# FB Decoy Advice



## Goose Guy350 (Nov 29, 2004)

Guys I'm running about five dozen GHG FB's and a few bigfoot and Higdon FB's also, well needless to say the GHG FBs haven't help up to the test of time like I'd hoped so I won't be purchasing anymore. I'm thinking about adding a dozen hardcores and a dozen more Bigfoots but I'm wonder what you guys would think is the better addition. Mix of hardcores and Bigfoots or strictly Bigfoots? I can probably only afford one dozen hardcores and one dozen foots if I mix them and three dozen if i go just with foots. It comes down to numbers or realism and thats where I need advice. How is the paint scheme on the 2005 hardcores compared to the 2004? Thanks for any advice.


----------



## sportsman18 (Jan 18, 2005)

Personally I dont like the look of the hardcores. BIGFOOTS all the way!


----------



## Snow Hunter (Nov 16, 2004)

Go with all bigfoots. I have 4 dozen and love them, I also have one hardcore and one dave smith. I would never pay what either company wants for a dozen of these when I can get more foots for the same price. If you really want to improve the look of your decoys, spend some time repainting them and flocking all the heads. I have done this to all of my foots and they look awesome. You can beat the crap out of the bigfoots and the worst that will happen is you have to touch up the paint, whereas hardcores and DS decoys can break very easily. Just my 2 cents but I say go big foots.


----------



## Scatterwood (Mar 15, 2004)

If you don't like the durablity of your GHG's than don't waste your time with hardcores. Our group of guys has a dozen Hardcores, 3 dozen Hunter Series GHG, 2 Dozen GHG Elites, and 6 dozen Foots. You know you can abuse a decoy when the company makes both the decoys and the poly bags to put them in for protection.


----------



## bullocklabradors (Oct 18, 2004)

All I will buy from now on are BigFoot, my GHG have held up like $hit.

Take Care,

Travis R. Bullock


----------



## greenheadhunter (Aug 26, 2005)

yeah big feet all the way!!!


----------



## Fireman1217 (Oct 14, 2004)

I just bought 4 dozen GHG fully flocked full bodies.....whoa is meeeee....


----------



## USAlx50 (Nov 30, 2004)

Yeah, the leg/turny thing on the GHG sucks... Ive used mine twice and 1/3 of them dont work already + i'm not rough on them at all.. If only bigfoots could look that good. Side by side the BFs just dont compare..


----------



## ADN (Sep 27, 2005)

Side by side they don't compare, but Bigfoots kill geese. I've seen geese just as close over a spread full of bigfoots as I have over a spread with GHG. I'm a fan of having geese close and I have yet to see the Bigfoots having any trouble doing this.
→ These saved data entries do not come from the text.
PR #236, opened 2019-09-20
Removed Ord and Num of Acyclic and introduced shrink

adithyaov:
Introduced shrink for ease in writing examples as `Num` is no longer available.
For example, (1 + 2 * 3) can be changed to (shrink $ 1 + 2 * 3).
Could maybe change the `Show` instance as well. `fromMaybe empty . toAcyclic == shinrk` if the graph is `Acyclic`.


snowleopard:
Many thanks @adithyaov! This looks good. My apologies for taking so long to review.

PR #237, opened 2019-09-21
Implement complement for undirected graphs

### LINKED ISSUE #21: Implement graph complement
(I think this is mostly relevant for undirected graphs.)

_Graph complement_ of an undirected graph (V, E) is (V, K \ E), where K is the clique on all vertices V, e.g. see https://en.wikipedia.org/wiki/Complement_graph.

Interestingly, complements of sparse graphs have as compact algebraic representations as sparse graphs.

gabrielelana:
Regarding the [last tests](https://github.com/gabrielelana/alga/blob/undirected-complement/test/Algebra/Graph/Test/Undirected.hs#L83) we don't know if it's ok for Arbitrary to generate graphs with loops

Fixes #21

Proudly made by @sphaso and @gabrielelana at "Open Source Saturday Milano"

[Open Source Saturday](https://www.meetup.com/it-IT/Open-Source-Saturday-Milano/)

### DIFF
--- a/src/Algebra/Graph/Undirected.hs
+++ b/src/Algebra/Graph/Undirected.hs
@@ -701,13 +701,11 @@ toSymmetricRelation = foldg SR.empty SR.vertex SR.overlay SR.connect
 {-# INLINE toSymmetricRelation #-}
 
 -- | Complement of a graph.
--- Complexity: /O(m^2+n)/ time, /O(m+n)/ memory where
+-- Complexity: /O(m^2)/ time, /O(m^2)/ memory where
 --
 -- @
 -- complement 'empty'           == 'empty'
 -- complement ('vertex' x)      == ('vertex' x)
--- complement ('edge' x y)      == ('vertices' [x, y])
--- complement ('star' x [y, z]) == ('overlay' ('vertex' x) ('edge' y z))
 -- complement . complement    == id
 -- @
 complement :: Ord a => Graph a -> Graph a
--- a/src/Algebra/Graph/Undirected.hs
+++ b/src/Algebra/Graph/Undirected.hs
@@ -701,11 +701,14 @@ toSymmetricRelation = foldg SR.empty SR.vertex SR.overlay SR.connect
 {-# INLINE toSymmetricRelation #-}
 
 -- | Complement of a graph.
--- Complexity: /O(m^2)/ time, /O(m^2)/ memory where
+-- Complexity: /O(n^2*m)/ time, /O(n^2)/ memory where
 --
 -- @
 -- complement 'empty'           == 'empty'
 -- complement ('vertex' x)      == ('vertex' x)
+-- complement ('edge' 1 2)      == ('vertices' [1, 2])
+-- complement ('edge' 0 0)      == ('edge' 0 0)
+-- complement ('star' 1 [2, 3]) == ('overlay' ('vertex' 1) ('edge' 2 3))
 -- complement . complement    == id
 -- @
 complement :: Ord a => Graph a -> Graph a
--- a/src/Algebra/Graph/Undirected.hs
+++ b/src/Algebra/Graph/Undirected.hs
@@ -56,6 +56,7 @@ import           Control.Monad                    (MonadPlus (..))
 import           Data.Coerce
 import           GHC.Generics
 import           Algebra.Graph.ToGraph            (toGraph)
+import           Data.List                        ((\\))
 
 import qualified Algebra.Graph                    as G
 
@@ -64,6 +65,7 @@ import qualified Control.Applicative              as Ap
 import qualified Data.IntSet                      as IntSet
 import qualified Data.Set                         as Set
 import qualified Data.Tree                        as Tree
+
 
 {-| The Undirected 'Graph' data type is an abstraction over the 'Graph' data
    type and provides the same graph construction
@@ -699,6 +701,9 @@ toSymmetricRelation = foldg SR.empty SR.vertex SR.overlay SR.connect
 {-# INLINE toSymmetricRelation #-}
 
 -- | Complement of a graph.
+-- Complexity: /O(E^2+V)/ time, /O(E+V)/ memory where
+-- E is the number of edges and V is the number of vertices
+-- The quadratic bound is due to `edges`.
 --
 -- @
 -- complement 'empty'           == 'empty'
@@ -708,8 +713,12 @@ toSymmetricRelation = foldg SR.empty SR.vertex SR.overlay SR.connect
 -- complement . complement      == id
 -- @
 complement :: Ord a => Graph a -> Graph a
-complement g@(UG _) = foldr (uncurry removeEdge) (cliqueG g) (edgeList g)
-  where cliqueG = clique . vertexList
+complement g@(UG _) = overlay (vertices allVertices) (edges complementEdges)
+ where cliqueG = clique . vertexList
+       allVertices = vertexList g
+       previousEdges = edgeList g
+       loops = filter (uncurry (==)) previousEdges
+       complementEdges = loops ++ (edgeList (cliqueG g) \\ previousEdges)
 
 -- | The /path/ on a list of vertices.
 -- Complexity: /O(L)/ time, memory and size, where /L/ is the length of the
--- a/src/Algebra/Graph/Undirected.hs
+++ b/src/Algebra/Graph/Undirected.hs
@@ -701,15 +701,14 @@ toSymmetricRelation = foldg SR.empty SR.vertex SR.overlay SR.connect
 {-# INLINE toSymmetricRelation #-}
 
 -- | Complement of a graph.
--- Complexity: /O(E+V)/ time, /O(E+V)/ memory where
--- E is the number of edges and V is the number of vertices.
+-- Complexity: /O(m^2+n)/ time, /O(m+n)/ memory where
 --
 -- @
 -- complement 'empty'           == 'empty'
 -- complement ('vertex' x)      == ('vertex' x)
--- complement ('edge' x y)      == ('overlay' ('vertex' x) ('vertex' y))
+-- complement ('edge' x y)      == ('vertices' [x, y])
 -- complement ('star' x [y, z]) == ('overlay' ('vertex' x) ('edge' y z))
--- complement . complement      == id
+-- complement . complement    == id
 -- @
 complement :: Ord a => Graph a -> Graph a
 complement g@(UG _) = overlay (vertices allVertices) (edges complementEdges)
--- a/src/Algebra/Graph/Undirected.hs
+++ b/src/Algebra/Graph/Undirected.hs
@@ -43,7 +43,7 @@ module Algebra.Graph.Undirected (
 
     -- * Graph transformation
     removeVertex, removeEdge, replaceVertex, mergeVertices,
-    induce, induceJust, toSymmetricRelation,
+    induce, induceJust, toSymmetricRelation, complement,
 
     -- * Miscellaneous
     consistent
@@ -697,6 +697,19 @@ adjacencyList = SR.adjacencyList . toSymmetricRelation
 toSymmetricRelation :: Ord a => Graph a -> SR.Relation a
 toSymmetricRelation = foldg SR.empty SR.vertex SR.overlay SR.connect
 {-# INLINE toSymmetricRelation #-}
+
+-- | Complement of a graph.
+--
+-- @
+-- complement 'empty'           == 'empty'
+-- complement ('vertex' x)      == ('vertex' x)
+-- complement ('edge' x y)      == ('overlay' ('vertex' x) ('vertex' y))
+-- complement ('star' x [y, z]) == ('overlay' ('vertex' x) ('edge' y z))
+-- complement . complement      == id
+-- @
+complement :: Ord a => Graph a -> Graph a
+complement g@(UG _) = foldr (uncurry removeEdge) (cliqueG g) (edgeList g)
+  where cliqueG = clique . vertexList
 
 -- | The /path/ on a list of vertices.
 -- Complexity: /O(L)/ time, memory and size, where /L/ is the length of the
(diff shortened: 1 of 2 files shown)


snowleopard:
@gabrielelana @sphaso Thank you! :)

Could you estimate the complexity of your implementation in terms of time and memory, as well as the size of the resulting expression? I suspect it can only handle very small graphs because of the repeated use of expensive `removeEdge`, but I may be wrong.

Of course, having an expensive algorithm is much better than having none, so I'm still happy to merge your PR, but I'd like to document the complexity.

> we don't know if it's ok for Arbitrary to generate graphs with loops

I think the answer is Yes because we don't rule out self-loops. It is not entirely clear how `complement` should handle self-loops. What about just not touching them at all? This allows you to keep the nice property `complement . complement = id`.

sphaso:
Hi @snowleopard , thanks for getting back :)

> I suspect it can only handle very small graphs because of the repeated use of expensive removeEdge, but I may be wrong.

If you deem `removeEdge` too expensive there are alternative strategies we considered: simply using `\\` on the edgeList was one, going through the symmetricRelation sets was another. Our first idea was to XOR the adjancency matrix with a 1 mask, but we went for what we believed was the most "idiomatic" solution

> > we don't know if it's ok for Arbitrary to generate graphs with loops

> I think the answer is Yes because we don't rule out self-loops.

We were indeed a bit puzzled by loops, because then one might start thinking about multigraphs, and the property `complement . complement = id` won't pass for those either. The only way to handle loops I can think of, would be to re-apply them on the clique, but that can't work for other types of multigraphs.

As you said, an expensive algorithm is better than none, so we're happy to analyze the complexity of `complement` and keep these as food for thought depending on how you feel about it.

snowleopard:
> If you deem removeEdge too expensive

It's linear w.r.t. to the size of the graph expression, which is quite expensive:

http://hackage.haskell.org/package/algebraic-graphs-0.4/docs/Algebra-Graph.html#v:removeEdge

> simply using `\\` on the edgeList

I think filtering existing edges may indeed be faster, although it would be nice to do some benchmarking. Could you compare your approach with `\\`?

> We were indeed a bit puzzled by loops, because then one might start thinking about multigraphs

The basic `Graph` data type corresponds to "classic" graphs represented by a pair (V, E), where self-loops are allowed, so we should be able to handle self-loops.

> The only way to handle loops I can think of, would be to re-apply them on the clique, but that can't work for other types of multigraphs.

Why don't you simply leave self-loops as is, without removing them? As far as I can see, this is the simplest option.

> As you said, an expensive algorithm is better than none, so we're happy to analyze the complexity of `complement`

Great, please do! And some benchmarking would be nice too: I'm curious how your current implementation based on `removeEdge` compares to the one based on `\\`.

sphaso:
> Why don't you simply leave self-loops as is, without removing them? As far as I can see, this is the simplest option.

I feel there might be a critical piece of information regarding this library I'm missing. The problem I see is that:
- `Arbitrary Graph` produces graphs with self-loops
- `clique` does not (e.g. `clique [x,y,z]    == 'edges' [(x,y), (x,z), (y,z)]`)

So the situation is: I want `complement . complement = id` to be a valid property even for graphs with self-loops. However, if I use `clique` as the reference graph for the complement, I don't have the self-loops in the first place.
That's what I meant by "re-apply". If the pseudo code for the `complement` function is `clique edges \\ current edges`, I would have to take the self-loops from `current edges` and re-apply them after the difference operation.

We'll work on the benchmark ASAP.

sphaso:
Hi @snowleopard ,
we finally ran the benchmark and you were right! `Data.List.\\` is at least one order of magnitude faster than `removeEdge`.

[Here](https://github.com/gabrielelana/alga/blob/feature/benchmark-complement/app/Main.hs) you can find the benchmark code.
[Here](https://github.com/gabrielelana/alga/blob/feature/benchmark-complement/BENCHMARK.md) you can find the results.

For easier reference, these are the two differing implementations. We took some time to calculate the complexity of the faster one as well as handling loops:

 ```haskell
complement :: Ord a => Graph a -> Graph a
complement g@(UG _) = overlay (edges loops) $ foldr (uncurry removeEdge) (cliqueG g) previousEdges
  where cliqueG = clique . vertexList
        previousEdges = edgeList g
        loops = filter (uncurry (==)) previousEdges

-- Complexity: /O(E^2+V)/ time, /O(E+V)/ memory where
-- E is the number of edges and V is the number of vertices
-- The quadratic bound is due to `edges`.
complement' :: Ord a => Graph a -> Graph a
complement' g@(UG _) = overlay (vertices allVertices) (edges complementEdges)
  where cliqueG = clique . vertexList
        allVertices = vertexList g
        previousEdges = edgeList g
        loops = filter (uncurry (==)) previousEdges
        complementEdges = loops ++ (edgeList (cliqueG g) \\ previousEdges)
```

We were curious about the time complexity of `edges` and we ran a second benchmark on it. The benchmark results seem to show that `edges` is actually linear with regard to time.
[Here](https://github.com/gabrielelana/alga/blob/feature/benchmark-edges/app/Main.hs) the benchmark code.
[Here](https://github.com/gabrielelana/alga/blob/feature/benchmark-edges/BENCHMARK.md) the results.

What do you think?

If you like our implementation we'll move it to the current PR.
Would you like to keep the benchmarks as well?

**Comment by snowleopard** [comment]
> we finally ran the benchmark and you were right! Data.List.\\ is at least one order of magnitude faster than removeEdge.

@sphaso Great, thank you for doing this!

> We were curious about the time complexity of `edges` and we ran a second benchmark on it. The benchmark results seem to show that `edges` is actually linear with regard to time.

Yes, `edges` is indeed linear with respect to the length of the given list, as stated in the documentation:

http://hackage.haskell.org/package/algebraic-graphs-0.4/docs/Algebra-Graph.html#v:edges

Did you expect its complexity to be non-linear?

> If you like our implementation we'll move it to the current PR.

Yes, let's use the faster implementation based on `\\`. 


Responding to your earlier comment: yes, I think what you call "re-applying" will work. Conceptually, it's not very complex: you complement all non-loop edges and make sure to keep the original self-loops in the final graph.

**Comment by snowleopard** [comment]
> Would you like to keep the benchmarks as well?

Regarding benchmarks: there is a separate repository for benchmarks, which you can find here:

https://github.com/haskell-perf/graphs

**Comment by sphaso** [comment]
> Yes, `edges` is indeed linear with respect to the length of the given list [...] Did you expect its complexity to be non-linear?

When estimating the complexity of `complement` we looked at the docs of `edges` inside the `Undirected` module [where it's stated](https://github.com/snowleopard/alga/blob/901bf6b020f8b1ab7871d932bff81ac345c7bf1c/src/Algebra/Graph/Undirected.hs#L408):     
> Complexity: /O(L^2)/ time, /O(L)/ memory and size

We'll adjust our estimates of `complement` accordingly. Would you like us to amend this comment as well?

**Comment by snowleopard** [comment]
@sphaso Oh, that's just wrong. If you correct it to "Complexity: _O(L)_ time, memory and size, where _L_ is the length of the given list." right in this PR that would be great!

**Comment by gabrielelana** [comment]
@snowleopard we ported the faster implementation and amended the complexity of `edges`, can you check if everything is ok?

File: src/Algebra/Graph/Undirected.hs [hunk 1]
```diff
@@ -698,6 +700,25 @@ toSymmetricRelation :: Ord a => Graph a -> SR.Relation a
 toSymmetricRelation = foldg SR.empty SR.vertex SR.overlay SR.connect
 {-# INLINE toSymmetricRelation #-}
 
+-- | Complement of a graph.
+-- Complexity: /O(E+V)/ time, /O(E+V)/ memory where
```
snowleopard: Please use `n` and `m` to denote the number of vertices and edges, respectively, as in the rest of the docs.

src/Algebra/Graph/Undirected.hs
```diff
@@ -698,6 +700,25 @@ toSymmetricRelation :: Ord a => Graph a -> SR.Relation a
...
+-- E is the number of edges and V is the number of vertices.
+--
+-- @
+-- complement 'empty'           == 'empty'
+-- complement ('vertex' x)      == ('vertex' x)
+-- complement ('edge' x y)      == ('overlay' ('vertex' x) ('vertex' y))
+-- complement ('star' x [y, z]) == ('overlay' ('vertex' x) ('edge' y z))
+-- complement . complement      == id
```
snowleopard: I suspect this line will render misaligned in Haddock. Could you build the docs and double-check?

src/Algebra/Graph/Undirected.hs
snowleopard: Also, I don't think the complexity bounds are correct: you build up /O(n^2)/ edges in `edgeList (cliqueG g)`!

snowleopard:
@gabrielelana Many thanks! The implementation looks good, but see my comments regarding the docs; they should be easy to address.

src/Algebra/Graph/Undirected.hs
```diff
@@ -698,6 +700,25 @@ toSymmetricRelation :: Ord a => Graph a -> SR.Relation a
...
 {-# INLINE toSymmetricRelation #-}
 
+-- | Complement of a graph.
+-- Complexity: /O(E+V)/ time, /O(E+V)/ memory where
+-- E is the number of edges and V is the number of vertices.
+--
+-- @
+-- complement 'empty'           == 'empty'
+-- complement ('vertex' x)      == ('vertex' x)
+-- complement ('edge' x y)      == ('overlay' ('vertex' x) ('vertex' y))
```
snowleopard: You can simplify this by using `vertices [x, y]`.

sphaso:
@snowleopard I should have addressed all the points you mentioned in the latest comments. Good catch on the quadratic complexity!

src/Algebra/Graph/Undirected.hs
```diff
@@ -698,6 +700,24 @@ toSymmetricRelation :: Ord a => Graph a -> SR.Relation a
 toSymmetricRelation = foldg SR.empty SR.vertex SR.overlay SR.connect
 {-# INLINE toSymmetricRelation #-}
 
+-- | Complement of a graph.
+-- Complexity: /O(m^2+n)/ time, /O(m+n)/ memory where
```
snowleopard: This still seems incorrect. The complexity is O(n^2) both in terms of time and memory, isn't it?

test/Algebra/Graph/Test/Undirected.hs
```diff
@@ -64,9 +66,25 @@ testUndirected = do
     test "edgeCount   . fromUndirected <= (*2) . edgeCount" $ \(x :: G) ->
           (G.edgeCount . fromUndirected) x <= ((*2) . edgeCount) x
 
+    putStrLn $ "\n============ Graph.Undirected.complement ================"
+
+    test "complement empty              == empty" $
+          complement empty              == (empty :: UGI)
+
+    test "complement (vertex 1)         == (vertex 1)" $
```
snowleopard: The properties are stated for arbitrary values `x`, `y` and `z` but the tests are only for fixed values for some reason. Let's QuickCheck the properties exactly as they are written in Haddock.

snowleopard:
@sphaso Thanks for the fixes! The result doesn't seem completely right though, please see my comments.

src/Algebra/Graph/Undirected.hs
sphaso: Do you mean `O(m^2)`? my understanding was that `m` was the edge count, so by creating a clique we're increasing the number of edges while the number of vertices is constant.

sphaso:
@snowleopard I pushed a new commit that takes care of at least one concern, see my answer above for the other (time \ memory estimates, for which I already updated it as `m^2`). Regarding tests, the fact that we're now preserving self-loops rendered two properties false. Good thing we swapped those fixed values :)
Namely:
`complement (edge x y)         == (vertices [x, y] :: UGI)`
is no longer true if `x == y`.

src/Algebra/Graph/Undirected.hs
snowleopard: @sphaso No, I do mean O(n^2).

If we start with a graph having n = 100 vertices and, say, m = 1000 edges, the `cliqueG` will contain ~100^2 edges, not ~1000^2 edges! After all, a graph on 100 vertices can't have more than ~100^2 edges :-)

Interestingly, O(m^2) is not even an upper bound! For if you start with a graph having n = 100 vertices and m = 0 edges, the `cliqueG` will still contain ~100^2 edges, no ~0^2 edges :-)

snowleopard: Digging deeper into the code: while O(n^2) is the right memory complexity, the time complexity might turn out to be O(n^2 * m) if the list difference `\\` operation is quadratic.

snowleopard:
> Namely:
> `complement (edge x y) == (vertices [x, y] :: UGI)`
> is no longer true if x == y.

@sphaso Indeed :-) Thanks!

src/Algebra/Graph/Undirected.hs
```diff
@@ -701,13 +701,11 @@ toSymmetricRelation = foldg SR.empty SR.vertex SR.overlay SR.connect
...
 
 -- | Complement of a graph.
--- Complexity: /O(m^2+n)/ time, /O(m+n)/ memory where
+-- Complexity: /O(m^2)/ time, /O(m^2)/ memory where
 --
 -- @
 -- complement 'empty'           == 'empty'
 -- complement ('vertex' x)      == ('vertex' x)
--- complement ('edge' x y)      == ('vertices' [x, y])
--- complement ('star' x [y, z]) == ('overlay' ('vertex' x) ('edge' y z))
```
snowleopard: These were rather helpful examples, even if incorrect :) Perhaps, we should use fixed values `1`, `2` and `3` both here and in the tests.

src/Algebra/Graph/Undirected.hs
sphaso: @snowleopard makes sense, sorry for the many mistakes in this part.

src/Algebra/Graph/Undirected.hs
sphaso: I'll use them with fixed values, highlighting the gotcha for x == y

sphaso:
@snowleopard hopefully I got everything right this time :) thanks!

snowleopard:
@sphaso Thank you, merged! :)

By the way, feel free to add yourself and @gabrielelana to the list of contributors:

https://github.com/snowleopard/alga/blob/master/AUTHORS.md

PR #238, opened 2019-10-08
GHC 8.8 support

fosskers:
The rewrite tests are tricky. Giving `inspection-testing` a stricter lower bound fixes one issue, but introduces another.

### DIFF
--- a/algebraic-graphs.cabal
+++ b/algebraic-graphs.cabal
@@ -155,7 +155,7 @@ test-suite test-alga
     if !impl(ghc >= 8.0)
         build-depends:  semigroups   >= 0.18.2  && < 0.18.4
     if impl(ghc >= 8.0.2)
-        build-depends:  inspection-testing >= 0.4 && < 0.4.2
+        build-depends:  inspection-testing >= 0.4.2.2 && < 0.5
 
     default-language:   Haskell2010
     GHC-options:        -Wall
--- a/stack.yaml
+++ b/stack.yaml
@@ -1,4 +1,1 @@
-resolver: lts-13.23
-
-packages:
-- '.'
+resolver: lts-14.7
--- a/test/Algebra/Graph/Test/RewriteRules.hs
+++ b/test/Algebra/Graph/Test/RewriteRules.hs
@@ -1,3 +1,4 @@
+{-# LANGUAGE CPP             #-}
 {-# LANGUAGE TemplateHaskell #-}
 -----------------------------------------------------------------------------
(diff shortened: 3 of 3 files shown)


algebraic-graphs.cabal
```diff
@@ -155,7 +155,7 @@ test-suite test-alga
     if !impl(ghc >= 8.0)
         build-depends:  semigroups   >= 0.18.2  && < 0.18.4
     if impl(ghc >= 8.0.2)
-        build-depends:  inspection-testing >= 0.4 && < 0.4.2
+        build-depends:  inspection-testing >= 0.4.2.2 && < 0.5
```
fosskers: `0.4.2.2` has a `base` bound wide enough to allow projects using `algebraic-graphs` to build with GHC 8.8.

stack.yaml
```diff
@@ -1,4 +1 @@
-resolver: lts-13.23
-
-packages:
-- '.'
+resolver: lts-14.7
```
fosskers: Still a 8.6-based LTS, as we don't yet have one for 8.8.

test/Algebra/Graph/Test/RewriteRules.hs
```diff
@@ -111,16 +105,15 @@ inspect $ 'bind2 === 'bind2R
...
 
 inspect $ 'ovAp =/= 'ovApR
 
+-- Here we inline "by hand", but we see different results on GHC 8.6 vs GHC 8.8!
 ovAp', ovApR' :: Graph (a -> b) -> Graph (a -> b) -> Graph a -> Graph b
 ovAp'  x y z = overlay x y <*> z
 ovApR' x y z = overlay (x >>= (<$> z)) (y >>= (<$> z))
 
-inspect $ 'ovAp' === 'ovApR'
+-- inspect $ 'ovAp' =/= 'ovApR'
```
snowleopard: Perhaps, instead of commenting this out, you could use `CPP` to use `===` or `=/=` depending on the compiler version?

snowleopard:
@fosskers Thanks! Happy to merge this, but see one suggestion above.

test/Algebra/Graph/Test/RewriteRules.hs
fosskers: Reasonable! I'll take care of that.

fosskers:
There we go.

snowleopard:
@fosskers Thank you, merged!

PR #247, opened 2020-01-10
Make hasEdge a good consumer

snowleopard:


snowleopard:
OK, the first try is terrible: `hasEdge: 88.86 (bad)` :)

snowleopard:
Now `hasEdge: 111.85 (bad)`.

snowleopard:
OK, now down to just `hasEdge: 1.23 (bad)`.

Unclear how bad this actually is since we typically get `1.17 (bad)` due to a bug in the performance suite.

snowleopard:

Talk all you want about which one looks better in the store. Hunters don't keep their deeks on the shelf all season. If it puts birds feet down, it works. I sometimes use just shells and sillo's to shoot geese.


----------



## Draker16 (Nov 23, 2004)

definately buy bigfoots, i have put mine through a beating and they still look great, aside from some blood spots that i havent washed off yet


----------



## don835 (Nov 8, 2005)

I used to hunt over a spread of 240 BF. Sure, I killed Geese but as the season progressed it became more difficult to finish educated birds.
Out of frustration I bought 48 customs and set them in the hole. I placed the BF upwind and behind the pit. Man did that make a huge difference. 
I was finishing late season reserve Geese and just pounding em'.

I sold my BF and went with all customs, sleeper shells and RG Pros. The last 2 years I have shot more Geese out of my pit than I thought possible.
Many times setting the Geese on the ground in the hole. I didn't decoy every flock but far more than I did when using BF.

I admit, custom decoy's aren't for everyone. They must be bagged individually and require extra care. Some of my 04 HC's had paint and movement issues but I resolved those problems. HC replaced my decoys and I installed Decoy Dancers on 24 feeders. (What a difference that made) I reflocked the heads and glassed the eyes on all 60 of the HC's as well. I didn't have to do all this but felt I needed to. 
I have yet to set out the DSD's but I will later in the season. I didn't need to do anything to them...they are Awsome right out of the box.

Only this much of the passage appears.